# I feel REALLY dumb asking this, lol!



## Anish (Mar 6, 2009)

I feel ike an idiot asking this, but can anyone tell me how to fish for Steelies with a spinning rod? I mean right down to gear, rigging, and lures.
I have alway fly fished for everything and I have a friend who wants start fishing but, fly fishing does not appeal to her at all (heathen, lol!). So I might actually have a fishing buddy, but that means I have to teach her a fishing technique that I know nothing about. How goofy is that? I figure, once I learn how and teach her, then I can go back to my flies. Then I can out fish her, lol!

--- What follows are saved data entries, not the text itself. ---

PR #212, opened 2019-03-19
Update sundials pin

jschueller:
a version 3.2.1 is out, I want to be sure it will be pinned

### DIFF
--- a/recipe/conda_build_config.yaml
+++ b/recipe/conda_build_config.yaml
@@ -557,7 +557,7 @@ sox:
 sqlite:
   - 3
 sundials:
-  - 3.2 
+  - 3.2.*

I could be completeiy wrong here but, it seems like I have always caught more on fly than anything else. 
Anyway, if anyone could give me some pointers it would be great! We are planning on going out on Saturday and I'm hoping she can catch something. Maybe she would want to keep going out!!!
Thanks!


----------



## Slodrift (Oct 28, 2006)

PM sent...


----------



## Due51 (Oct 26, 2005)

Check out this website:
http://www.steelheadschool.com/spinning_tactic's.htm


----------



## Rasputin (Jan 13, 2009)

Center pin set up might be a good option, depending on the water she will be fishing. Harder to learn to cast, but probably easier to detect the bites.


----------